> Supplied data
PR #3657, opened 2025-07-09
Solution Pool

whart222:
## Summary/Motivation:

The alternative_solutions contrib package includes a rudimentary solution pool object. This PR includes a more comprehensive capability for defining and managing solution pools.

- PyomoPoolManager - Manages pools for Pyomo solutions
- SolutionPool* - Classes used to define various solution pools
- Functions in pyomo.contrib.alternative_solutions now use and return PyomoPoolManager instances.
- PyomoSolution - Function that returns a Solution object given Pyomo model data 

NOTE: This is a WIP PR.  I'm submitting this now to help define expectations for finalizing this new capability.

### Legal Acknowledgement


whart222:
Note that this PR now includes updates to the Bunch class defined in pyomo.common.  I have been using the public Munch class, but these revisions align the Bunch API with Munch.

whart222:
@emma58 @michaelbynum FYI, this PR is ready for review.

mrmundt:
@whart222 - Can you please resolve the merge conflicts?

whart222:
@mrmundt @emma58 @michaelbynum Merge conflicts have been resolved.

whart222:
@emma58 @michaelbynum FYI, a CMU collaborator recently highlighted that the approval of this PR is blocking CMU software commits to snoglode that would leverage this capability.

pyomo/contrib/alternative_solutions/tests/test_balas.py
```diff
@@ -39,6 +39,16 @@ def test_bad_solver(self, mip_solver):
...
 
+    def test_non_positive_num_solutions(self, mip_solver):
+        """
+        Confirm that an exception is thrown with a non-positive num solutions
+        """
+        m = tc.get_triangle_ip()
+        try:
+            enumerate_binary_solutions(m, num_solutions=-1, solver=mip_solver)
+        except AssertionError as e:
+            pass
```
mrmundt: This test doesn't really make sense to me. If you want to actually check that an exception is thrown, wouldn't it be better to use something like:
```
with self.assertRaises(WhateverException):
   --- do the thing ---
```

pyomo/contrib/alternative_solutions/tests/test_gurobi_lp_enum.py
```diff
@@ -31,13 +31,23 @@
...
 
+    def test_non_positive_num_solutions(self):
+        """
+        Confirm that an exception is thrown with a non-positive num solutions
+        """
+        n = tc.get_pentagonal_pyramid_mip()
+        try:
+            gurobi_enumerate_linear_solutions(n, num_solutions=-1)
+        except AssertionError as e:
+            pass
```
mrmundt: Same comment as above.

pyomo/contrib/alternative_solutions/tests/test_gurobi_solnpool.py
```diff
@@ -0,0 +1,163 @@
...
+
+    def test_search_mode(self):
+        """
+        Confirm that an exception is thrown with pool_search_mode not in [1,2]
+        """
+        m = tc.get_triangle_ip()
+        try:
+            gurobi_generate_solutions(m, pool_search_mode=0)
+        except AssertionError as e:
+            pass
```
mrmundt: Same comment as above

pyomo/contrib/alternative_solutions/tests/test_lp_enum.py
```diff
@@ -42,6 +42,16 @@ def test_bad_solver(self, mip_solver):
...
 
+    def test_non_positive_num_solutions(self, mip_solver):
+        """
+        Confirm that an exception is thrown with a non-positive num solutions
+        """
+        m = tc.get_3d_polyhedron_problem()
+        try:
+            lp_enum.enumerate_linear_solutions(m, num_solutions=-1, solver=mip_solver)
+        except AssertionError as e:
+            pass
```
mrmundt: Same comment as above.

pyomo/contrib/alternative_solutions/tests/test_solnpool.py
```diff
@@ -1,210 +1,980 @@
-#  ___________________________________________________________________________
-#
-#  Pyomo: Python Optimization Modeling Objects
-#  Copyright (c) 2008-2025
-#  National Technology and Engineering Solutions of Sandia, LLC
-#  Under the terms of Contract DE-NA0003525 with National Technology and
-#  Engineering Solutions of Sandia, LLC, the U.S. Government retains certain
-#  rights in this software.
-#  This software is distributed under the 3-clause BSD License.
-#  ___________________________________________________________________________
```
mrmundt, line 10: Copyright was accidentally deleted.

pyomo/contrib/alternative_solutions/tests/test_solnpool.py
```diff
@@ -1,210 +1,980 @@
...
-        # Use quiet=False to test error message
-        results = gurobi_generate_solutions(
-            m, num_solutions=100, solver_options={"TimeLimit": 0.0}, quiet=False
-        )
-        assert len(results) == 0
-
-
-if __name__ == "__main__":
-    unittest.main()
+import pytest
```
mrmundt: Can you please do `from pyomo.common.unittest import pytest` instead?

Also, generally speaking, this test file doesn't match the "normal" Pyomo format. It'd be better to use the unittest.TestCase thing we normally do.

pyomo/contrib/alternative_solutions/tests/test_solnpool.py
```diff
@@ -1,210 +1,980 @@
...
+    except ValueError as e:
+        pass
+
+
+def test_invalid_policy_2():
+    pm = PoolManager()
+    try:
+        pm.add_pool(name="pool", policy="invalid_policy", max_pool_size=-2)
+    except ValueError as e:
+        pass
```
mrmundt: Same comment as above re: `with self.assertRaises`

pyomo/contrib/alternative_solutions/tests/test_solnpool.py
```diff
@@ -1,210 +1,980 @@
...
+
+
+def test_keeplatest_bad_max_pool_size():
+    pm = PoolManager()
+    try:
+        pm.add_pool(name="pool", policy="keep_latest", max_pool_size=-2)
+    except AssertionError as e:
+        pass
```
mrmundt: Same comment as above re: `with self.assertRaises`

pyomo/contrib/alternative_solutions/gurobi_lp_enum.py
```diff
@@ -33,6 +33,7 @@ def __init__(
         all_variables,
         orig_objective,
         num_solutions,
+        poolmanager,
```
mrmundt: It would be more accessible to have this as `pool_manager` instead of `poolmanager`.

pyomo/contrib/alternative_solutions/balas.py
```diff
@@ -71,16 +72,21 @@ def enumerate_binary_solutions(
         Boolean indicating that the solver output should be displayed.
     seed : int
         Optional integer seed for the numpy random number generator
+    poolmanager : None
```
mrmundt: It would be more accessible to have this as `pool_manager` instead of `poolmanager`.

pyomo/contrib/alternative_solutions/gurobi_lp_enum.py
```diff
@@ -116,14 +126,24 @@ def enumerate_linear_solutions_soln_pool(
...
         Boolean indicating that the solver output should be displayed.
+    poolmanager : None
+        Optional pool manager that will be used to collect solution
 
     Returns
     -------
-    solutions
-        A list of Solution objects.
-        [Solution]
+    poolmanager
```
mrmundt: It would be more accessible to have this as `pool_manager` instead of `poolmanager`.

pyomo/contrib/alternative_solutions/gurobi_solnpool.py
```diff
@@ -0,0 +1,130 @@
...
+
+def gurobi_generate_solutions(
+    model,
+    *,
+    num_solutions=10,
+    rel_opt_gap=None,
+    abs_opt_gap=None,
+    solver_options={},
+    tee=False,
+    poolmanager=None,
```
mrmundt: It would be more accessible to have this as `pool_manager` instead of `poolmanager`.

pyomo/contrib/alternative_solutions/gurobi_solnpool.py
```diff
@@ -0,0 +1,130 @@
...
+#  ___________________________________________________________________________
+
+import logging
+
+logger = logging.getLogger(__name__)
+
+from pyomo.common.dependencies import attempt_import
+from pyomo.common.errors import ApplicationError
+
+from pyomo.contrib import appsi
```
mrmundt, line 19: It's probably better, if you are doing this work anyway, to NOT pull from APPSI. That's basically deprecated at this point in favor of `pyomo.contrib.solver`.

pyomo/contrib/alternative_solutions/lp_enum.py
```diff
@@ -35,9 +30,11 @@ def enumerate_linear_solutions(
     solver_options={},
     tee=False,
     seed=None,
+    poolmanager=None,
```
mrmundt: It would be more accessible to have this as `pool_manager` instead of `poolmanager`.

pyomo/contrib/alternative_solutions/solnpool.py
```diff
@@ -1,127 +1,1001 @@
-#  ___________________________________________________________________________
```
mrmundt, line 1: Copyright accidentally deleted!

pyomo/contrib/alternative_solutions/solnpool.py
```diff
@@ -1,127 +1,1001 @@
...
-    Changes to this mode can be made by included PoolSearchMode set to the intended value
-    in solver_options.
+import heapq
+import collections
+import dataclasses
+import json
+import weakref
+
+from .aos_utils import MyMunch, _to_dict
+from .solution import Solution, PyomoSolution
```
mrmundt: We generally prefer absolute paths.

pyomo/contrib/alternative_solutions/solution.py
```diff
@@ -1,158 +1,282 @@
-#  ___________________________________________________________________________
```
mrmundt, line 1: Accidentally deleted copyright!

mrmundt (changes requested):
This is by no means comprehensive, but I wanted to provide at least some feedback to start.

pyomo/contrib/alternative_solutions/gurobi_solnpool.py
whart222: There is *a lot* of code here that uses APPSI.  Changing this is *not* going to be easy.

I did a quick check if I could drop-in the pyomo.contrib.solver.solvers.gurobi_direct.GurobiDirect() solver, and it failed. :(

whart222: I really think that removing APPSI needs to be a separate PR.

blnicho: @whart222 we talked about this at the dev call and are fine with this being a separate PR as you suggested.

doc/OnlineDocs/explanation/analysis/alternative_solutions.rst
```diff
@@ -2,233 +2,359 @@
...
-  are realized in later stages of model analysis.
+* alternative optimal solutions can be used to assess trade-offs between
+  competing objectives; 
+ 
+* comparisons amongst alternative solutions provide 
+  insights into the efficacy of model predictions with 
+  inaccurate or untrusted optimization formulations; or 
+ 
+* alternative solutions can be identified to support the future analysis of model revisions (e.g. to 
+  account for previously unexpressed constraints).
```
emma58: It seems like there is also just the obvious use case of wanting to enable a decision maker to explore the optimal space: for example, for a design optimization.

doc/OnlineDocs/explanation/analysis/alternative_solutions.rst
```diff
@@ -2,233 +2,359 @@
...
 
 The *alternative-solutions library* provides a variety of functions that
 can be used to generate optimal or near-optimal solutions for a pyomo
 model. Conceptually, these functions are like pyomo solvers. They can
-be configured with solver names and options, and they return a list of
+be configured with solver names and options, and they return a pool of
 solutions for the pyomo model. However, these functions are independent
-of pyomo's solver interface because they return a custom solution object.
+of pyomo's solver interface because they return a custom pool manager object.
```
emma58: typo: interface -> interfaces

doc/OnlineDocs/explanation/analysis/alternative_solutions.rst
```diff
@@ -2,233 +2,359 @@
...
 
-* ``enumerate_binary_solutions``
+* :py:func:`enumerate_binary_solutions`
 
     * Finds alternative optimal solutions for a binary problem using no-good cuts.
 
-* ``enumerate_linear_solutions``
+* :py:func:`enumerate_linear_solutions`
 
     * Finds alternative optimal solutions for a (mixed-integer) linear program.
```
emma58: This is the only one that doesn't say *how* it generates alternative optimal solutions.

doc/OnlineDocs/explanation/analysis/alternative_solutions.rst
```diff
@@ -2,233 +2,359 @@
...
-   }
+The previous example enumerated all feasible solutions. However optimization models are typically
+used to identify optimal or near-optimal solutions.  The ``abs_opt_gap`` and ``rel_opt_gap``
+arguments are used to limit the search to these solutions:
 
+* ``rel_opt_gap`` : non-negative float or None
 
-Gap Usage Example
------------------
+  * The relative optimality gap for allowable alternative solutions.  None implies that there is no limit on the relative optimality gap (i.e. that any feasible solution can be considered).
```
emma58:
```suggestion
  * The relative optimality gap for allowable alternative solutions.  Specifying a gap of ``None`` implies that there is no limit on the relative optimality gap (i.e. that any feasible solution can be considered).
```

doc/OnlineDocs/explanation/analysis/alternative_solutions.rst
```diff
@@ -2,233 +2,359 @@
...
 
-When we only want some of the solutions based off a tolerance away from
-optimal, this can be done using the ``abs_opt_gap`` parameter. This is
-shown in the following simple knapsack examples where the weights and
-values are the same.
+* ``abs_opt_gap`` : non-negative float or None
+
+  * The absolute optimality gap for allowable alternative solutions.  None implies that there is no limit on the absolute optimality gap (i.e. that any feasible solution can be considered).
```
emma58:
```suggestion
  * The absolute optimality gap for allowable alternative solutions.  Specifying a gap of ``None`` implies that there is no limit on the absolute optimality gap (i.e. that any feasible solution can be considered).
```

doc/OnlineDocs/explanation/analysis/alternative_solutions.rst
```diff
@@ -2,233 +2,359 @@
...
+The *alternative-solutions library* uses solution pools to filter and store solutions generated by an optimizer.
+The following types of solution pools are currently supported:
+
+* ``keep_all`` : This pool stores all solutions. No solutions are filtered out.
+
+* ``keep_latest`` : This pool stores the latest ``max_pool_size`` solutions that are added to the pool.
+
+  * ``max_pool_size`` (non-negative integer) : The maximum number of solutions that are stored.
+
+* ``keep_latest_unique`` : This pool stores the latest ``max_pool_size`` unique solutions that are added to the pool.
```
emma58: What's the use case for `keep_latest` rather than `keep_latest_unique`? It seems like having the same solution in the pool repeatedly isn't desirable since they aren't really "alternatives"?

doc/OnlineDocs/explanation/analysis/alternative_solutions.rst
```diff
@@ -2,233 +2,359 @@
...
+
+  * ``max_pool_size`` (non-negative integer) : The maximum number of solutions that are stored.
+
+  * ``objective`` (function) : A user-specified function that computes the objective value used for comparisons.
+    
+  * ``abs_tolerance`` (non-negative float) : The absolute tolerance that is used to filter solutions.
+
+  * ``rel_tolernace`` (non-negative float) : The relative tolerance that is used to filter solutions.
+
+  * ``sense_is_min`` (bool) : If True, then the pool will keep solutions with the minimal objective values.
```
emma58, line 160: Just for the sake of API consistency, I would vote for calling this `sense` and having it accept values from the `ObjectiveSense` Enum in pyomo.core.

doc/OnlineDocs/explanation/analysis/alternative_solutions.rst
```diff
@@ -2,233 +2,359 @@
...
+    
+  * ``best_value`` (float) : If specified, then this value is used to filter solutions when the absolute or relative tolerances are specified.
```
emma58: I don't quite understand what this does yet, from the description?

doc/OnlineDocs/explanation/analysis/alternative_solutions.rst
```diff
@@ -2,233 +2,359 @@
...
+
+A pool manager class is used to manage one-or-more solution pools. This allows for flexible collection of solutions with different criteria. For example, the
+the best solutions might be stored along with all per-iteration solutions in an optimization solver.  The solution generation functions 
+in the *alternative-solutions library* return a :py:class:`PyomoPoolManager`.  By default, this pool manager uses a solution pool that keeps the best solutions.
+However, the user can provide a pool manager that is used to store solutions.
+
+For example, we can explicit create a pool manager that keeps the latest solutions.  Consider the previous example, where all
```
emma58:
```suggestion
For example, we can explicitly create a pool manager that keeps the latest solutions.  Consider the previous example, where all
```

doc/OnlineDocs/explanation/analysis/alternative_solutions.rst
```diff
@@ -2,233 +2,359 @@
...
+   >>> print( [soln.id for soln in solns] )
+   [6, 7, 8]
+
+The default solution pool has policy ``keep_best`` with name ``None``.
+If a new Solution pool is added without a name, then the ``None``
+pool is replaced.  Otherwise, if a solution pool is added with an
+existing name an error occurs.
+
+The pool manager always has an active pool.  The pool manager has the
+same API as a solution pool, and the envelope design pattern is used
```
emma58: What is "the envelope design pattern"?

doc/OnlineDocs/explanation/analysis/alternative_solutions.rst
```diff
@@ -2,233 +2,359 @@
...
+               "fixed": false,
+               "index": 3,
+               "name": "x[3]",
+               "suffix": {},
+               "value": 1
+           }
+       ]
    }
 
+Further, variable and objective values can be retrieved either using an integer index or the corresponding name:
```
emma58, line 325: Would it be hard to allow retrieving them using the Var or Objective object itself?

pyomo/contrib/alternative_solutions/aos_utils.py
```diff
@@ -9,11 +9,12 @@
 #  This software is distributed under the 3-clause BSD License.
 #  ___________________________________________________________________________
 
+from pyomo.common.collections import Bunch as Munch
```
emma58, line 12: Out of curiosity, why do you rename it to `Munch`?

pyomo/contrib/alternative_solutions/aos_utils.py
```diff
@@ -302,3 +303,21 @@ def get_model_variables(
...
+class MyMunch(Munch):
+    # WEH, MPV needed to add a to_dict since Bunch did not have one
+    def to_dict(self):
+        return _to_dict(self)
+
+
+def _to_dict(x):
+    xtype = type(x)
+    if xtype in [float, int, complex, str, list, bool] or x is None:
+        return x
```
emma58: Will there be any need to handle numpy types or any other numeric types?

pyomo/contrib/alternative_solutions/solnpool.py
```diff
@@ -9,119 +9,1004 @@
...
 
-import logging
+import heapq
+import collections
+import dataclasses
+import json
+import weakref
 
-logger = logging.getLogger(__name__)
+from pyomo.contrib.alternative_solutions.aos_utils import MyMunch, _to_dict
```
emma58: Should `_to_dict` be private if you need to import it here (and elsewhere)?

pyomo/contrib/alternative_solutions/solnpool.py
```diff
@@ -9,119 +9,1004 @@
...
 
-from pyomo.contrib import appsi
-import pyomo.contrib.alternative_solutions.aos_utils as aos_utils
-from pyomo.contrib.alternative_solutions import Solution
 
+def _as_solution(*args, **kwargs):
+    if len(args) == 1 and len(kwargs) == 0:
+        assert type(args[0]) is Solution, "Expected a single solution"
+        return args[0]
+    return Solution(*args, **kwargs)
```
emma58: Could the `Solution` constructor handle this check?

pyomo/contrib/alternative_solutions/solution.py
```diff
@@ -9,150 +9,285 @@
...
+    value : float
+        The value of the variable.
+    fixed : bool
+        If True, then the variable was fixed during optimization.
+    name : str
+        The name of the variable.
+    index : int
+        The unique identifier for this variable.
+    discrete : bool
+        If True, then this is a discrete variable
```
emma58: Would it be more general to just store the Var's domain, and then have a utility to check it it's discrete?

pyomo/contrib/alternative_solutions/solution.py
```diff
@@ -9,150 +9,285 @@
...
+    suffix : dict
```
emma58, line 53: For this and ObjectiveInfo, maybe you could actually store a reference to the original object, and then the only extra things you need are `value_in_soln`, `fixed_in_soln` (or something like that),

> The problem
Using the material above, quote the first line and each line after it, stopping at and including the line that holds "- Functions in".

> Task output
PR #3657, opened 2025-07-09
Solution Pool

whart222:
## Summary/Motivation:

The alternative_solutions contrib package includes a rudimentary solution pool object. This PR includes a more comprehensive capability for defining and managing solution pools.

- PyomoPoolManager - Manages pools for Pyomo solutions
- SolutionPool* - Classes used to define various solution pools
- Functions in pyomo.contrib.alternative_solutions now use and return PyomoPoolManager instances.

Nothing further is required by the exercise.